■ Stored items

----------------

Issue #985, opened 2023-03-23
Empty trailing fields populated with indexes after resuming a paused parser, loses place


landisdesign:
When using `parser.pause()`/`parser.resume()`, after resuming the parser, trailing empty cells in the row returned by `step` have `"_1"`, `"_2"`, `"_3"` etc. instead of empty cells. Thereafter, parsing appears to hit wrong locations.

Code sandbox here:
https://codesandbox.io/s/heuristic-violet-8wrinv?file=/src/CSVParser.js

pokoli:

----------------

■ Action item
What you give back should be exactly the lines of the entries above from the one containing "hit wrong locations." to the end, and nothing more.

■ Answer to this problem
When using `parser.pause()`/`parser.resume()`, after resuming the parser, trailing empty cells in the row returned by `step` have `"_1"`, `"_2"`, `"_3"` etc. instead of empty cells. Thereafter, parsing appears to hit wrong locations.

Code sandbox here:
https://codesandbox.io/s/heuristic-violet-8wrinv?file=/src/CSVParser.js

pokoli:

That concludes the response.